(Beginning of GIVEN RECORDS)

PR #4423, opened 2026-08-07
feat(proxy): configurable telemetry-egress passthrough (skip / recordOne)

ayush3160:
## Update — extended scope (query-mux support, `off` opt-out, versioned defaults)

Since the original description, this PR also adds:

**Query-multiplexed collectors (New Relic) — `QueryKeys []string` on `PassThroughRule`.**
Some collectors POST every RPC to one path, distinguished only by a query param (New Relic: `/agent_listener/invoke_raw_method?method=preconnect|connect|metric_data|…`). A path-only `recordOne` key collapses them to a single mock, breaking the agent (e.g. `connect` never gets its `agent_run_id`). `QueryKeys` names the *significant* query params, folded into the record-time dedup key (`ptRecordKey`) and required at replay (`mockQueryMatches`); other params (a per-session `run_id`) stay ignored, so `recordOne` still collapses. New built-ins: `*.newrelic.com` `/agent_listener/invoke_raw_method` → `recordOne` + `QueryKeys:[method]` (the first non-`skip` built-in, because the agent parses the response), and Prometheus remote_write `/api/v1/write` → `skip`.

**`mode: "off"` — explicit opt-out.** A user rule with `mode:"off"` matches (so it overrides a built-in default for the same target) but is **not** passed through — the endpoint is recorded/replayed as a normal dependency. This lets a user turn off a built-in when that endpoint is actually one of their own internal routes.

**Versioned, exposed defaults — `TelemetryDefaults()` + `TelemetryDefaultsVersion`.** The built-ins become a single source of truth with display metadata (provider/label); `BuiltinTelemetryDefaults()` is derived from it. The control plane serves this set (k8s-proxy#740) so the UI (enterprise-ui#1664) renders the exact set the agent applies — no drifting hardcoded copy — and the version lets the UI prove it.

**Validation:** e2e-verified end-to-end in **classic** and **proxyless/low-latency** modes against a sample app emitting OTLP + Datadog + New Relic + Prometheus + Pyroscope + StatsD — New Relic's 3 methods record as 3 distinct mocks (collapsing repeat `run_id`s), skips drop, and replay passes with the upstream down. Backward-compatible: `NormalizeMode` preserves `off`, empty/unknown still default to `recordOne`, no mock-format change.

---

Makes telemetry / noisy-egress passthrough **configurable** (it was hardcoded to two HTTP paths, `/v1/traces` and `/ingest`) and generalizes it into a reusable rule model shared across the OSS + enterprise + integrations parsers.

**Core model — `pkg/models/passthrough.go` (new):**
- `PassThroughRule{Port, Host, Path, Mode}` where `Mode` is `skip` or `recordOne` (empty ⇒ `recordOne`).
- `MatchPassThrough()` — specificity precedence (`host+port` > `host` > `port`), host globbing (`*.datadoghq.com`), path-prefix, host:port normalization.
- Bare-scalar JSON shorthand (`8126` / `"4317"`) alongside the object form.
- `BuiltinTelemetryDefaults()` + `MergePassThroughDefaults()` — OTLP (`/v1/{traces,metrics,logs}`, gRPC collector `:path`), Pyroscope `/ingest`, Datadog trace-agent paths, and SaaS hosts (`*.datadoghq.com`, `*.sentry.io`, App Insights).

**Config plumbing:** `record.passThroughPorts` / `record.passThroughHosts` on `config.Record` + `models.OutgoingOptions`, wired into all `OutgoingOptions` construction sites (record, replay ×2, runner, mock).

**HTTP record (`http.go`, `recordv2.go`):** `skip` drops the exchange; `recordOne` keeps exactly one representative per `(method,host,port,path)` — preferring the first `2xx` (≤2 mocks worst case) — tagged `Spec.Metadata["type"]=config` so it becomes a session-lifetime mock (reusable, survives strict-window).

**HTTP replay (`decode.go`, `passthrough_egress.go` new):** short-circuits **before** the fuzzy-matcher (which OOMs on large telemetry bodies): `skip` synthesizes a `200`; `recordOne` serves the one recorded response body-agnostically for every matching call, non-consuming.

Tests: `pkg/models/passthrough_test.go`, `pkg/agent/proxy/integrations/http/passthrough_egress_test.go` (precedence, host glob, path-prefix, JSON shorthand, defaults merge, decision, first-2xx recorder). `go build ./...` clean, `go test` green.

## Links & References

**Closes:** keploy/enterprise#2363

### 🔗 Related PRs
- keploy/keploy#4423 — OSS core: `PassThroughRule` model + HTTP record/replay
- keploy/integrations#256 — HTTP/2 + gRPC (grpcV2) replay/record short-circuit
- keploy/enterprise#2365 — proxyless + DaemonSet gate (userspace recordOne + kernel skip)
- keploy/k8s-proxy#740 — control-plane `record_config` + DaemonSet ConfigMap
- keploy/enterprise-ui#1664 — UI config form

### 🐞 Related Issues
- keploy/enterprise#2363

### 📄 Related Documents
- NA

- [x] 🍕 Feature
- [x] ✅ Test

## Added e2e test pipeline?
- [ ] 👍 yes

- [x] 👍 yes

## Added to documentation?


pkg/agent/proxy/integrations/http/passthrough_egress.go
```diff
@@ -0,0 +1,159 @@
...
+
+	"go.keploy.io/server/v3/pkg/agent/proxy/integrations"
+	"go.keploy.io/server/v3/pkg/models"
+)
+
+// passThroughEgressDecision reports whether an outgoing HTTP request targets a
+// configured telemetry / noisy-egress endpoint and, if so, the effective mode
+// ("skip" or "recordOne"). Configured rules (opts.PassThroughPorts /
+// PassThroughHosts) take precedence; the built-in telemetry-path defaults
+// (telemetryEgressPaths, see isTelemetryEgress) apply as a "skip" fallback when
```
Sarthak160: Please make shorter inline comments

Sarthak160 (approved):

Sarthak160:
@ayush3160 lint is failing please check

pkg/agent/proxy/integrations/http/passthrough_egress.go
```diff
@@ -0,0 +1,209 @@
...
+		b[i] = byte('0' + v%10)
+		v /= 10
+	}
+	return string(b[i:])
+}
+
+// ptRecorder de-duplicates recordOne captures to at most one representative
+// exchange per endpoint key, preferring the first 2xx. Worst case (a warmup
+// error precedes the first success) it keeps ≤2 mocks; once a 2xx is seen every
+// later capture for that key is dropped. Shared across a parser instance's
```
ayush3160, line 188: **should-fix** — `ptRecorder.seen` is keyed only by `(method,host,port,path[,queryKeys])` — no app/session identity — and is created once and never reset. This comment defers per-app isolation to "the enterprise gate (T7)", but that gate only sets per-app `opts.PassThroughPorts`; it never gives each app its own recorder. So in a long-lived DaemonSet agent serving multiple apps (or successive sessions), app A's first `recordOne` capture makes `shouldRecord()` drop app B's identical-endpoint exchange — B records nothing and replays a synthetic empty 200 instead of the real body, which breaks exactly the response-parsing collector `recordOne` exists for (New Relic `connect` returning `agent_run_id`). Key the dedup by app/session, or reset it per session.

ayush3160 (commented):
**Principal review — feature core (1 of 4 PRs).** This is the foundational PR of the telemetry-egress-passthrough feature and the highest-quality one: the model, precedence (`host+port > host > port`, ties to slice order so user rules beat built-ins), host globbing / `:port` normalization, JSON scalar shorthand, and the `off`/`recordOne`/`queryKeys` semantics are all directly unit-tested and read correctly. `off` short-circuits *before* the legacy `isTelemetryEgress` fallback, `NormalizeMode` preserves `off`, empty `queryKeys` stays query-agnostic, and `mockQueryMatches` correctly stops a `connect` request from being served a `metric_data` mock.

**Findings**
- _should-fix_: `ptRecorder` dedup state has no app/session scope and is never reset — safe for the process-per-session sidecar, but in a long-lived multi-app DaemonSet agent it cross-suppresses captures (see inline).
- _nit_: `isTelemetryEgress`/`telemetryEgressPaths` are now a strict subset of the built-in defaults, so that fallback is effectively dead code — worth a comment or later removal.

**Recommendation:** approve on its own merits; address `ptRecorder` scoping before relying on `recordOne` in a multi-app DaemonSet. See the feature-level note (posted separately) for the cross-PR picture.

ayush3160:
## Feature-level review — telemetry-egress passthrough (cross-PR)

Reviewing the four PRs as one feature (keploy#4423 · enterprise#2365 · k8s-proxy#740 · enterprise-ui#1664).

**Contract seam.** The `PassThroughRule {port, host, path, mode, queryKeys}` shape is consistent across producer/consumer for four of five fields — it flows keploy `models.PassThroughRule` → k8s-proxy wire (`snake_case`) → dsv1 CRD → UI, `off` is honored in every converter (keploy decision, `convertPassThroughRules`, dsv1 `Mode` string, UI toggle, OpenAPI enum), and `queryKeys` is copied in every server-side converter. The one seam break was the UI's outbound `queryKeys` vs the wire's `query_keys` (silent data-loss on user-entered query-mux rules) — **now fixed in enterprise-ui `226a483a`**.

**`recordOne` lifecycle in multi-tenant DaemonSet (the theme worth tracking).** keploy's record-side `ptRecorder` dedup has no app/session identity and is never reset, and enterprise#2365's per-app work stops at per-app `opts` + the kernel `skip` map — it never gives each app its own recorder. So in a long-lived multi-tenant DaemonSet agent, two apps (or two sessions) hitting the same telemetry endpoint under `recordOne` collide: the second gets no mock and replays a synthetic 200. Combined with the missing `EgressSkipRemoveCgroup` cleanup on recycled cgroups, both DaemonSet gaps point the same way — the per-app/per-session lifecycle is fully handled for `skip`-by-port but under-handled for `recordOne` and for kernel-map teardown. Neither blocks the sidecar path.

**Ordering / compat.** Coherent but gated: keploy#4423 → enterprise#2365 → **bump keploy/enterprise go.mod pins** → k8s-proxy#740 → enterprise-ui#1664. All three downstream repos pin keploy `v3.6.11` (lacks `TelemetryDefaults`/`PassThroughOff`/`QueryKeys`) and currently build only against uncommitted local `replace` directives — nothing downstream compiles against a released keploy until #4423 is tagged and the pins bumped. Mock format is unchanged (`recordOne` mocks are ordinary HTTP mocks tagged `type:config`), so on-disk backward-compat holds.

**Overall:** no blocking defects. The one user-visible bug (UI `query_keys`) is fixed; the remaining should-fix items are the enterprise DaemonSet lifecycle gaps (stale kernel-skip on recycled cgroups + un-scoped `recordOne` dedup), both DaemonSet-only.

ayush3160 (commented):
**Principal re-review (round 2).** All round-1 findings verified resolved. `PassThroughScope` is threaded at both record callers (`http.go`, `recordv2.go`), empty scope preserves the classic sidecar key, and replay correctly needs no scoping (per-session `mockDb`). No remaining or new findings — **approve**. Merge gate unchanged: bump the downstream keploy pin once this tags.

charankamarapu (commented):
## Principal review — configurable telemetry-egress passthrough

Reviewed together with enterprise#2365, k8s-proxy#740, enterprise-ui#1664 and integrations#256. The direction is right: the hardcoded two-path bypass needed to become a rule set, and `recordOne` + `QueryKeys` is a genuinely good insight for handshake-parsing collectors like New Relic. The model file is clean and well-commented.

That said, I don't think this should merge as-is. Two of the blockers below are verified regressions in *user* traffic handling, not telemetry, and one makes the documented config syntax fail the CLI outright.

I checked everything below against the branch head (`bd192f98`) by extracting `pkg/models/passthrough.go` into a scratch module and running it, and by testing the config path through viper. Actual output is quoted.

---

### 🔴 Blocking

**1. The built-ins changed from `exact path + POST` to `prefix + any method`, and now swallow ordinary app routes.**

`isTelemetryEgress` was an exact map lookup gated on `POST` (`match.go:1497`). `passThroughScore` uses `strings.HasPrefix(reqPath, r.Path)` with no method constraint at all. The NOTE added at `match.go:1491` calls the legacy paths "a strict subset of BuiltinTelemetryDefaults" — the *path strings* are a subset, but the *matching semantics* are a strict superset, and five brand-new path prefixes come along with it.

Run against `MergePassThroughDefaults(nil, nil)`:

```
GET  /ingestData        -> ok=true mode="skip"  (matched builtin path="/ingest")
GET  /ingest/status     -> ok=true mode="skip"  (matched builtin path="/ingest")
POST /v1/tracesearch    -> ok=true mode="skip"  (matched builtin path="/v1/traces")
POST /api/v1/writeReview-> ok=true mode="skip"  (matched builtin path="/api/v1/write")
GET  /v1/logsExport     -> ok=true mode="skip"  (matched builtin path="/v1/logs")
```

Any dependency with a route under `/ingest*`, `/v1/traces*`, `/v1/metrics*`, `/v1/logs*`, `/v0.4/traces*`, `/v0.7/traces*`, `/api/v1/write*` is now, with zero user config: not recorded, and answered with a synthetic empty `200` on replay. No warning, no error — the user just sees their app behave differently under replay than under record. `/ingest` and `/api/v1/write` are not exotic names.

Fix: match on segment boundaries by default (`p == r.Path || strings.HasPrefix(p, r.Path+"/")`) with an explicit opt-in for the one rule that genuinely wants a prefix (`/opentelemetry.proto.collector.`), and restore a method constraint on the built-ins — every one of them is POST-only.

**2. The documented scalar shorthand doesn't just fail to parse — it stops the CLI from starting.**

`keploy.yml` is read by viper and decoded with **mapstructure** (`cli/provider/cmd.go:617-667`). mapstructure never calls `UnmarshalJSON`, and viper's default decode hooks don't include a text/JSON unmarshaler. So the shorthand documented in the doc comment on `PassThroughRule` — verbatim `passThroughPorts: [8126, {"port":4317,"mode":"skip"}]`, which is YAML — does this:

```
scalar shorthand (int)   UNMARSHAL ERR: 'record.passThroughPorts[0]' expected a map or struct, got "int"
scalar shorthand (str)   UNMARSHAL ERR: 'record.passThroughPorts[0]' expected a map or struct, got "string"
mixed                    UNMARSHAL ERR: 'record.passThroughPorts[0]' expected a map or struct, got "int"
object form              OK ports=[{Port:8126 Mode:skip}]
```

and `cmd.go:667` turns that into `return errors.New("failed to unmarshal the config")` — so a user who follows the documentation can't run keploy at all until they edit the file back. `TestPassThroughRule_UnmarshalJSON_Shorthand` passes because it goes through `encoding/json`, which is not the path the config file takes.

Either register a `mapstructure.DecodeHookFunc` for the scalar form (plus a test that goes through `viper.Unmarshal`, not `json.Unmarshal`), or drop the shorthand from the doc comment and keep the object form only. Right now the comment promises a syntax that bricks the CLI.

**3. `off` escapes `MatchPassThrough` as `matched=true`, and each caller has to remember to filter it. One already doesn't.**

`MatchPassThrough` returns `(rule{Mode:off}, true)`; it's `passThroughEgressDecision` that maps that to "not passthrough". integrations#256's `passThroughDecisionGrpc` returns `rule.Mode, true` with no `off` handling, and its caller in `grpcV2/mock.go` does:

```go
if mode == models.PassThroughRecordOne { one = findOneGrpcMock(...) }
if one == nil { return s.serveSyntheticGrpcSuccess(stream) }
```

So on the gRPC replay path `mode:"off"` — the mode whose entire purpose is "record and replay this normally" — falls into the else and synthesizes `grpc-status:0`. That is the exact inverse of the intent, and it's the first consumer written against this API.

This is an API-shape problem, not just a bug in the other PR: three parsers each re-deriving "does matched mean passthrough" will keep going wrong. Please move the filtering into `models` — either have `MatchPassThrough` not report `off` as a match, or add `ResolvePassThrough(rules, host, port, path) (mode PassThroughMode, passthrough bool)` as the single supported entry point and make the per-parser wrappers trivial.

---

### 🟠 Important

**4. A user rule does not reliably beat a built-in — specificity is compared before user-vs-builtin.**

`MergePassThroughDefaults`'s doc says defaults are "Merged UNDER user rules so a user rule for the same target wins", but ordering only breaks *ties*: `score > bestScore` is strict, and a built-in host rule (score 2) outranks a user path or port rule (score 1). Verified:

```
user {path:"/v0.4/traces", mode:off} @ dd-agent:8126         -> mode="off"   ✅
user {path:"/v0.4/traces", mode:off} @ trace.agent.datadoghq.com:443
                                                              -> mode="skip"  ❌ builtin *.datadoghq.com wins
user {port:443, mode:off} @ o123.ingest.sentry.io:443         -> mode="skip"  ❌ builtin *.sentry.io wins
```

This is what enterprise-ui#1664's per-default off-toggle is built on, so the switch can flip, the config can save, and the endpoint can still be skipped — with nothing anywhere to say so. Make it two-tier: any matching user rule wins over every built-in, and specificity only orders within a tier. Separately, fold `Path` into the score — today `{host+path}` and `{host}` both score 2, so the New Relic built-in is no more specific than a bare host rule.

**5. An unrecognized mode fails *open* into passthrough.**

`NormalizeMode` maps anything unknown to `recordOne`:

```
mode:"of"   -> "recordOne"
mode:"OFF"  -> "recordOne"
mode:"Skip" -> "recordOne"
```

A user typing `mode: OFF` (or `Skip`) in `keploy.yml` gets the opposite of what they asked for: the endpoint is passed through instead of recorded normally. k8s-proxy#740 rejects bad modes in `ApplyRecordConfig`, but `keploy.yml` and the DaemonSet ConfigMap path have no such gate. Default unknown values to *no passthrough* and log a warning, and validate at config load rather than silently coercing in the hot path.

**6. Replay-side `skip` shadows mocks that existing test sets already recorded.**

Before this PR only `POST /v1/traces` and `POST /ingest` were bypassed. `/v1/metrics`, `/v1/logs`, `/v0.4/traces`, `/v0.7/traces`, `/api/v1/write`, `*.datadoghq.com`, `*.sentry.io`, App Insights and `*.newrelic.com` are all new — and for `skip` the decode path never consults `mockDb` at all. So an existing test set that legitimately recorded one of those endpoints now gets a synthetic empty `200` on replay instead of its recorded response, on unchanged test data. The PR body's "Backward-compatible" claim is true of the mock *format*, not of replay behaviour.

Cheapest fix: for `skip`, serve a recorded mock when one exists (non-consuming, same as `recordOne`) and only synthesize when there is nothing. That keeps the OOM fix (no fuzzy match either way) without changing what old test sets replay.

**7. The decision rebuilds the whole default set on every outgoing request, on both record and replay.**

`passThroughEgressDecision` calls `MergePassThroughDefaults` → `BuiltinTelemetryDefaults` → `TelemetryDefaults`, which constructs the 12-element literal plus a merged slice, per request, *matched or not* — so every ordinary dependency call in the app pays it too. Benchmarked (2 user rules, non-matching request):

```
BenchmarkDecisionPerRequest-8   350952   3346 ns/op   5520 B/op   5 allocs/op
```

3.3 µs and 5.5 KB of garbage per egress call, in a change whose stated purpose is relieving agent heap pressure. Build the defaults once (package var / `sync.Once`) and precompute the merged slice into `OutgoingOptions` at setup instead of per request. `matchHost` also re-runs `ToLower`/`TrimSpace`/`normalizeHost` on the host for every rule in the list.

**8. The replay lookup is host/port-blind while the record key isn't.**

`ptRecordKey` includes host and port; `serveOnePassThroughMock` filters on method + path (+ `queryKeys`) only. So two collectors reachable on the same path cross-serve each other's recorded response, and a `recordOne` request can be served a mock recorded from a completely different (non-passthrough) upstream that happens to share method+path. `findOneGrpcMock` in integrations#256 has the same gap (`:path` only). Compare the mock's host/port too — you already store them in `HTTPReq.URL`.

**9. `ptRecorder` state is unbounded and is marked before the mock is persisted.**

`seen` is never reset or bounded. Now that `PassThroughScope` is part of the key (and the enterprise DaemonSet sets it per app/session), a long-lived node agent accumulates one entry per (scope × endpoint) for the lifetime of the process. Also `shouldRecord` records its decision *before* the mock is actually built and emitted — any later `return nil` on that path burns the one allowed representative and leaves the endpoint with zero mocks, silently downgrading `recordOne` to a synthetic 200 at replay. Mark on successful emit, not on decision.

---

### 🟡 Minor

- **`passThroughPorts` vs `passThroughHosts` is a distinction without a difference.** Same type, and `MergePassThroughDefaults` just concatenates them — a host rule works fine in the Ports list and vice versa. Consider a single `record.passThrough` list, or at least validate the shape per key so the names mean something.
- **Rules live under `record:` but are read on the test path** (`replay.go:1204/1213`, `runner.go:387` all read `r.config.Record.PassThroughPorts`). A `keploy test`-only config with no `record:` block silently gets built-ins only. Worth a top-level key or an explicit note.
- **Apex hosts aren't covered.** `path.Match("*.datadoghq.com", "datadoghq.com")` is false — verified `datadoghq.com` and `sentry.io` both resolve to `ok=false`. If the intent is "this domain and its subdomains", handle the apex explicitly.
- **`normalizeHost("::1")` returns `":"`** (verified) — the all-digits port heuristic eats the last group of a bracket-less IPv6 authority. `[::1]:4317` is handled correctly; only the malformed form breaks, so this is cosmetic, but it's cheap to guard.
- `passThroughRecordDecision` is a pure alias for `passThroughEgressDecision`. Fine as documentation of intent, but the two sides genuinely differ (record has no `mockDb`, replay has no status code) — if they're going to stay identical, drop one; if #3 is fixed, this is where the shared resolver goes.
- The `T10` / `T7` / `T8` work-item references in the comments (`passthrough_egress.go:224`, `instrument.go`, `http.go`) won't mean anything to a reader six months from now — either resolve them (T10 looks done) or spell out what's deferred.

---

### Testing

Unit coverage of the model is good. The gaps that matter are exactly where the blockers are:

- a case asserting an app route like `/ingestData` or `/api/v1/writeReview` is **not** matched (#1),
- a config round-trip through `viper.Unmarshal`, not `json.Unmarshal` (#2),
- an `off` rule that has to beat a built-in *host* rule, not just a same-specificity one (#4),
- a replay case where a recorded mock exists for a `skip`-mode endpoint (#6).

The `passThroughEgressDecision` tests build `&url.URL{Path:..., Host:...}` directly, which skips the `request.Host` → `url.Host` fallback the real callers use — worth one test through the actual host-resolution order.

Happy to pair on the precedence redesign (#3 + #4) — I think that's the piece worth getting right before any of the four downstream PRs merge, since the UI toggle and the gRPC path both depend on it.

charankamarapu (commented):
## Re-review — round 2 (`8d2d3110` + `666c9659`)

Re-ran my harness against the new `pkg/models/passthrough.go` rather than reading the diff. The rework is substantial and the three blockers are genuinely fixed:

```
GET  /ingestData          -> passthrough=false     (was: skip)
POST /ingestData          -> passthrough=false     (was: skip)
POST /v1/tracesearch      -> passthrough=false     (was: skip)
POST /api/v1/writeReview  -> passthrough=false     (was: skip)
POST /ingest              -> passthrough=true skip (real Pyroscope, still works)
GET  /ingest              -> passthrough=false     (method gate works)
POST /opentelemetry.proto.collector.trace.v1.TraceService/Export -> skip (PathPrefix works)

off /v0.4/traces @ *.datadoghq.com:443 -> passthrough=false  (was: skip — two-tier works)
user off port 443 vs builtin *.sentry.io -> passthrough=false (was: skip)

NormalizeMode: "of"->off  "OFF"->off  "Skip"->off  ""->recordOne   (fails closed)
apex datadoghq.com / sentry.io -> now matched
```

`ResolvePassThrough` as the single off-aware entry point is the right shape, deferring the dedup mark to emit time is exactly right, `builtinTelemetryDefaultsCache` kills the per-request garbage, the host/port gate on `serveOnePassThroughMock` closes the record/replay asymmetry, and serving a recorded mock under `skip` (not just `recordOne`) resolves the backward-compat concern cleanly. Deleting the legacy fallback rather than keeping it as belt-and-braces was the correct call.

Ten things below, one blocking.

---

### 🔴 Blocking

**N1. The signature change breaks integrations#256, which is unmodified since 08-07.**

`MatchPassThrough` went from 4 params to 5 (`method` added). `pkg/grpcV2/passthrough_egress.go` still calls the old form, twice:

```go
rules := models.MergePassThroughDefaults(opts.PassThroughPorts, opts.PassThroughHosts)
if rule, ok := models.MatchPassThrough(rules, authority, port, path); ok {
```

That won't compile once integrations picks up this keploy. And when it's fixed it must move to `ResolvePassThrough`, not just gain an argument — the `off` inversion I raised last round is still live there (`mode:"off"` → `matched=true` → falls through to `serveSyntheticGrpcSuccess`, the exact opposite of "record normally"). integrations#256 is listed in this PR's own related-PRs block; the two need to land together.

---

### 🟠 Important

**N2. My IPv6 suggestion caused a regression — bracketed authorities no longer get their port stripped.**

The new guard is `isAllDigits(h[i+1:]) && !strings.Contains(h[:i], ":")`. For `[::1]:4317`, `h[:i]` is `[::1]`, which contains colons, so the strip is skipped:

```
normalizeHost("::1")        = "::1"          ✅ (fixed)
normalizeHost("[::1]:4317") = "[::1]:4317"   ❌ (was "[::1]")
normalizeHost("h:443")      = "h"            ✅
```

(End of GIVEN RECORDS)

WHAT YOU HAVE TO DO
In the answer, the lines from the first line of the data above through the line containing "collectors (New Relic)" must appear exactly as written, with nothing else.

ANSWER SECTION
PR #4423, opened 2026-08-07
feat(proxy): configurable telemetry-egress passthrough (skip / recordOne)

ayush3160:
## Update — extended scope (query-mux support, `off` opt-out, versioned defaults)

Since the original description, this PR also adds:

**Query-multiplexed collectors (New Relic) — `QueryKeys []string` on `PassThroughRule`.**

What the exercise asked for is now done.